▶ **AIM OF THE EXERCISE**:
Precisely the lines from the one with "Fix mangling of enqueue_marker" through the end of the data, both included, must make up the response, each restated word for word.

*** DATA SUPPLIED ***

PR #209, opened 2019-06-03
Fix mangling of enqueue_marker

svenvh:
Minor refactoring to aid debugging of mangler substitution issues.

Fix a mangling issue for `enqueue_marker`.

*** End of DATA SUPPLIED ***

▶ **COMPLETED EXERCISE**:
Fix mangling of enqueue_marker

svenvh:
Minor refactoring to aid debugging of mangler substitution issues.

Fix a mangling issue for `enqueue_marker`.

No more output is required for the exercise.